Instructions for the task: Only the lines that hold "opened" should be in the answer, each copied from the data below.

Provided records:
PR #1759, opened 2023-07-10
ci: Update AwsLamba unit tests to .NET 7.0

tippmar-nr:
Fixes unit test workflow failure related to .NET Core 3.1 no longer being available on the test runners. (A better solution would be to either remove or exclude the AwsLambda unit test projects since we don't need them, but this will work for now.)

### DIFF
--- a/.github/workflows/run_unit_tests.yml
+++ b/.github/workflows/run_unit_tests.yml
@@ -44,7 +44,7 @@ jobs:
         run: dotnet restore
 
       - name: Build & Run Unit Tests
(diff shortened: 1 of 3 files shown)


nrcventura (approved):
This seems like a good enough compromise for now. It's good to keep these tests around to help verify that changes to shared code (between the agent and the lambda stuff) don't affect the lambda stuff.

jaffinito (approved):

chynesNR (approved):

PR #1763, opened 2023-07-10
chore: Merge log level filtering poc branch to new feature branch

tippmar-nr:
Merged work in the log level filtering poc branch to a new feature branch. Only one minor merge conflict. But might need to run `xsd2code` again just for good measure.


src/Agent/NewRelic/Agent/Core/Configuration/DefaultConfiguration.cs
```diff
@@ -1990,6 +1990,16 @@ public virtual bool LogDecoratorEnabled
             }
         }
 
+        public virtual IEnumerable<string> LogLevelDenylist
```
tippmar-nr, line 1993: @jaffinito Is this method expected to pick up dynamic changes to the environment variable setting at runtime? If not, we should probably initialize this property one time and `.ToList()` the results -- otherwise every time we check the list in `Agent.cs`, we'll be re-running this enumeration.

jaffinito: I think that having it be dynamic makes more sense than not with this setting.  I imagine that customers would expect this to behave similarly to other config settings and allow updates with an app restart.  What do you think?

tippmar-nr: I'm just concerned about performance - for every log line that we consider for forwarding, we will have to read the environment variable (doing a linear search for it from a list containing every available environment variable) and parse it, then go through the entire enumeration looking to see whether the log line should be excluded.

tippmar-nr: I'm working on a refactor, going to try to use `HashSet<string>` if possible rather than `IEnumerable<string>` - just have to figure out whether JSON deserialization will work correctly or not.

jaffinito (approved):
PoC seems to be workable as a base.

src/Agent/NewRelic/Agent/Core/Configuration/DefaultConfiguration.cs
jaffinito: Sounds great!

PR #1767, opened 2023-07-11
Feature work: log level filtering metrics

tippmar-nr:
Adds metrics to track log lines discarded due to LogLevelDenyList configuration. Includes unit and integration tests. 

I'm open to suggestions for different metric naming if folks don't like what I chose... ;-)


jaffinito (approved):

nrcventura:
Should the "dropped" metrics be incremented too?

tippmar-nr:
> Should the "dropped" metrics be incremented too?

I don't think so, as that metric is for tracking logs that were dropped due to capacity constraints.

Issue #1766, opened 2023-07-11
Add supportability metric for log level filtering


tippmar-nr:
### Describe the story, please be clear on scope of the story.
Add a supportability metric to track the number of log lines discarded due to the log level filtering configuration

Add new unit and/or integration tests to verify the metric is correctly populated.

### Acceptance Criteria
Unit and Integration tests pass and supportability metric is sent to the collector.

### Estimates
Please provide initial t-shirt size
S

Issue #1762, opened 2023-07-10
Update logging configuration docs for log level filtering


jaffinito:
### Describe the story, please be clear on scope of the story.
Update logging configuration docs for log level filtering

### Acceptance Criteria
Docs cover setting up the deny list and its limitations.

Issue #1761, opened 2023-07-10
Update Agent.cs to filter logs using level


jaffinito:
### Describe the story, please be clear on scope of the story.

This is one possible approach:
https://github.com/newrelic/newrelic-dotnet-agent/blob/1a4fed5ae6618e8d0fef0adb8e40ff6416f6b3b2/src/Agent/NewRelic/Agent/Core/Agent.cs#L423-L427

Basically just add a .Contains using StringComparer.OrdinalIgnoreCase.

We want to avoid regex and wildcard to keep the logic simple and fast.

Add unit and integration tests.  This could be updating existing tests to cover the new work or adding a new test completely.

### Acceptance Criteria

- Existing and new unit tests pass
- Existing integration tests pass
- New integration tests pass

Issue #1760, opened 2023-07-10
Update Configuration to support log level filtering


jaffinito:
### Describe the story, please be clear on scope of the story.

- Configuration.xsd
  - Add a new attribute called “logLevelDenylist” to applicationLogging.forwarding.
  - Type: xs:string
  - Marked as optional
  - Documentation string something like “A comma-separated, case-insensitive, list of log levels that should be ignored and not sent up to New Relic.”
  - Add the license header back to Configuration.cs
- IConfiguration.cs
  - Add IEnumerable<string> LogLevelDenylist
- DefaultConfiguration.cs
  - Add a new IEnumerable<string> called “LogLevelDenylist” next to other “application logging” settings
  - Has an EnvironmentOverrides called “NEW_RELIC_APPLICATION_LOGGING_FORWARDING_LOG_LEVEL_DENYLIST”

Reply to the exercise:
PR #1759, opened 2023-07-10
PR #1763, opened 2023-07-10
PR #1767, opened 2023-07-11
Issue #1766, opened 2023-07-11
Issue #1762, opened 2023-07-10
Issue #1761, opened 2023-07-10
Issue #1760, opened 2023-07-10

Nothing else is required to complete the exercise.